** Extracted data **
|---|
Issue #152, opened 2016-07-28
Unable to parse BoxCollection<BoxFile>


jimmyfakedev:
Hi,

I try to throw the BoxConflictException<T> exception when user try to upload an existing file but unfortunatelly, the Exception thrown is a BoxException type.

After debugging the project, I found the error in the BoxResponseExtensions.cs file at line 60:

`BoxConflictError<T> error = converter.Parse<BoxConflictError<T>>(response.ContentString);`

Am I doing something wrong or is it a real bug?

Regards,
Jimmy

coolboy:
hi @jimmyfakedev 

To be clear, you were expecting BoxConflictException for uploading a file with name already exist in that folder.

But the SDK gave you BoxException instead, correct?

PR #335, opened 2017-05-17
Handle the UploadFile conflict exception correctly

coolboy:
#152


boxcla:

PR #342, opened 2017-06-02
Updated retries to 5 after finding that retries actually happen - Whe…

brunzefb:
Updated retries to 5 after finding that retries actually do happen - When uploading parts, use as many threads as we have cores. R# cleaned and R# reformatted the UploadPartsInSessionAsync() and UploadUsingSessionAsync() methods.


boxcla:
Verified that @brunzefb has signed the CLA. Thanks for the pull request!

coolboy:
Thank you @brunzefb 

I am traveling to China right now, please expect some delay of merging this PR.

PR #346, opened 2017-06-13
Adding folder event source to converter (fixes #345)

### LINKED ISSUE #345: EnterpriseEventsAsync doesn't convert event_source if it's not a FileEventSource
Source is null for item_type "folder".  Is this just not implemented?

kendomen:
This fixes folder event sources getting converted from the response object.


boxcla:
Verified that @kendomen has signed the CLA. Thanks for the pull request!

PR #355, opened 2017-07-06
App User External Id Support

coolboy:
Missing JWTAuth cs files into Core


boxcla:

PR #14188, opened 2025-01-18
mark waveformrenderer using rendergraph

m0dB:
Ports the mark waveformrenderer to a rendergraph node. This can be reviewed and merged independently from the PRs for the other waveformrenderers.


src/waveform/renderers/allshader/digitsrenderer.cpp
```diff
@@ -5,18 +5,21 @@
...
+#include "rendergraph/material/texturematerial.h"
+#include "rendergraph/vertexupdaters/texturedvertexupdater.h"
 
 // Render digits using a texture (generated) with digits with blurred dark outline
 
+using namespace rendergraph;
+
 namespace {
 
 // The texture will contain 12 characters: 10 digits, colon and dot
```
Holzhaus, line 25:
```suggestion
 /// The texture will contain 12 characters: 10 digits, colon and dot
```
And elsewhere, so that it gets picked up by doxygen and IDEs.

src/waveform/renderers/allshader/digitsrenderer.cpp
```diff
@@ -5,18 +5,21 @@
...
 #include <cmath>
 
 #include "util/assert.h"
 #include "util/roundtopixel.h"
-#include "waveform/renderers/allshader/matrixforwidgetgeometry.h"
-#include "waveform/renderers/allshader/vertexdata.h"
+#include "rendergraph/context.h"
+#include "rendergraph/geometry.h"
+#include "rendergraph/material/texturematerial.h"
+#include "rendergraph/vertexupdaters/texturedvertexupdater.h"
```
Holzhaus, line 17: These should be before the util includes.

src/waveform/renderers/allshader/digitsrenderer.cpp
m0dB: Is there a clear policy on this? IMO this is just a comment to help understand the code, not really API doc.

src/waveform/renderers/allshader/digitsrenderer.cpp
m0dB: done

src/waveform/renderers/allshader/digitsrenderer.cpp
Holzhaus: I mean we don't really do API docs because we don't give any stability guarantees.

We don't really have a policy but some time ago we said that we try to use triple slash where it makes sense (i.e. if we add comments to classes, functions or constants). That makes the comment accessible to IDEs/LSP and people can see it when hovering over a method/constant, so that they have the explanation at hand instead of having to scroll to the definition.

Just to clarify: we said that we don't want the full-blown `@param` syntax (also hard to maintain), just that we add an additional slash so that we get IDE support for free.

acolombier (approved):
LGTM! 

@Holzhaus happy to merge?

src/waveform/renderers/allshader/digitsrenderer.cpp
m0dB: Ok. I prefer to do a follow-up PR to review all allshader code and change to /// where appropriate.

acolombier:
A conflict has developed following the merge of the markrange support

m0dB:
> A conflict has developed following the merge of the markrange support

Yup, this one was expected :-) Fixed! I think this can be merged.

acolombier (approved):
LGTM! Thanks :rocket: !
|---|
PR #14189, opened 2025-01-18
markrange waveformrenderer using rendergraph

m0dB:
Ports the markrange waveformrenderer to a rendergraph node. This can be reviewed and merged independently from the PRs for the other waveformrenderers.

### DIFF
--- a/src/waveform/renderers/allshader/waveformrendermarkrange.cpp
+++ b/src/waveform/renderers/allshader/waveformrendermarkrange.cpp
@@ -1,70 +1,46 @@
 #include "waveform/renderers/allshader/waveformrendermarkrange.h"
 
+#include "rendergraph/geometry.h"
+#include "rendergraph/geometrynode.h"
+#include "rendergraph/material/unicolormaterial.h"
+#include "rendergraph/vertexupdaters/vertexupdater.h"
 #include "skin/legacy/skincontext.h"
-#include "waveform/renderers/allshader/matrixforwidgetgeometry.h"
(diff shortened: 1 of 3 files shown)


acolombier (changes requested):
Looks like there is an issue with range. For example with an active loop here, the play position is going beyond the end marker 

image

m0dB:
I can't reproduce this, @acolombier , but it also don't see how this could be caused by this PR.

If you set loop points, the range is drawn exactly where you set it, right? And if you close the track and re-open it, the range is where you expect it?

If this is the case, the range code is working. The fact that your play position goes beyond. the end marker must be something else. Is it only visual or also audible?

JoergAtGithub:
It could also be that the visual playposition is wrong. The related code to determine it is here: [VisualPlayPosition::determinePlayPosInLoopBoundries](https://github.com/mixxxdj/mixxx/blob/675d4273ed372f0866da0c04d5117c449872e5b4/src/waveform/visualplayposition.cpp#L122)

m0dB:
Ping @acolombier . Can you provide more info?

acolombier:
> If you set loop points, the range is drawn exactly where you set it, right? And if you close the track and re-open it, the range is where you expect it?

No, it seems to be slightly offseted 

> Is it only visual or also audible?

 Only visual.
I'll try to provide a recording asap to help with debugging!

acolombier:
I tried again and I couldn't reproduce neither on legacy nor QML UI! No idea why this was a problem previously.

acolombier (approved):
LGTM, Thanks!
|---|
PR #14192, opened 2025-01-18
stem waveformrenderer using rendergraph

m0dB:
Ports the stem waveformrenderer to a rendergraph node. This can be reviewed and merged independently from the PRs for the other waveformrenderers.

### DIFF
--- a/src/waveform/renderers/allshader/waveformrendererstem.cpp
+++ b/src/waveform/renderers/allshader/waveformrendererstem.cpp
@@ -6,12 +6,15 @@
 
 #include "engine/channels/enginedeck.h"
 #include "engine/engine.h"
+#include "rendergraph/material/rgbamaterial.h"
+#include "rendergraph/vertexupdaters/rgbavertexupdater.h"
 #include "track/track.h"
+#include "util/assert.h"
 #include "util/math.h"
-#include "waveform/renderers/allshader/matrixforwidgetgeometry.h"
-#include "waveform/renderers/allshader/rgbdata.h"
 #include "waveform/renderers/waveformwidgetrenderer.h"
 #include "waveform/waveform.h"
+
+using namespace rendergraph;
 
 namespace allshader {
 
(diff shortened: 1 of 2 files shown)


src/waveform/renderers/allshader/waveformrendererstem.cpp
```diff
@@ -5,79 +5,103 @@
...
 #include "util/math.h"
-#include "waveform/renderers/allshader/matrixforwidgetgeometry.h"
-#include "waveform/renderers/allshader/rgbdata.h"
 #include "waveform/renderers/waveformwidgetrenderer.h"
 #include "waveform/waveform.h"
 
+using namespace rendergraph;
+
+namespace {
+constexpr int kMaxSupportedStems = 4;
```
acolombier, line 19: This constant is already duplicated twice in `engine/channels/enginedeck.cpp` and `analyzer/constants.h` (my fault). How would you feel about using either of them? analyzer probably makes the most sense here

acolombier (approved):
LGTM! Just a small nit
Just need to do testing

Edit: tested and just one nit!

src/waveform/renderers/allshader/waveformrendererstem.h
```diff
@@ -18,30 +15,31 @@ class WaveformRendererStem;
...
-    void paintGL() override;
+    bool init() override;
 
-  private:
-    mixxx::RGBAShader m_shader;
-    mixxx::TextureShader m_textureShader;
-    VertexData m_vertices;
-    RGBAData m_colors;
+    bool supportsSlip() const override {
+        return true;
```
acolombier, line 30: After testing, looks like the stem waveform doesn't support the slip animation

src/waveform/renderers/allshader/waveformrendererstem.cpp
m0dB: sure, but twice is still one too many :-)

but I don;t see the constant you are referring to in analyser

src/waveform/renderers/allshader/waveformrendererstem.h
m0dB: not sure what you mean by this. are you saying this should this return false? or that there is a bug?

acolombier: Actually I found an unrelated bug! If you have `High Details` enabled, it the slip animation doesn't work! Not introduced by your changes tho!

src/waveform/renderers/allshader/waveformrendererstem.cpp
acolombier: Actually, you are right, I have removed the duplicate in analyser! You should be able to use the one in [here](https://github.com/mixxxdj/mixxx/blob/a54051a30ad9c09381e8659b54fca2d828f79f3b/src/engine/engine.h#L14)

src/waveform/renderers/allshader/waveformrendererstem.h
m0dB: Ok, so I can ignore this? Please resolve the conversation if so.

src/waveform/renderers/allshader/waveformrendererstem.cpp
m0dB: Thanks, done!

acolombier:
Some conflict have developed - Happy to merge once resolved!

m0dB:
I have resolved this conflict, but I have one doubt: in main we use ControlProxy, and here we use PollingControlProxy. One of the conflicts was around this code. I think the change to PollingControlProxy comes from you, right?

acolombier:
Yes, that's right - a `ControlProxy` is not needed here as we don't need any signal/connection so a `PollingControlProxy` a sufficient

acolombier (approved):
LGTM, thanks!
|---|
** Task item **
In the entries above, find each line with "following" and copy it.

** Exercise answer **
A conflict has developed following the merge of the markrange support
> A conflict has developed following the merge of the markrange support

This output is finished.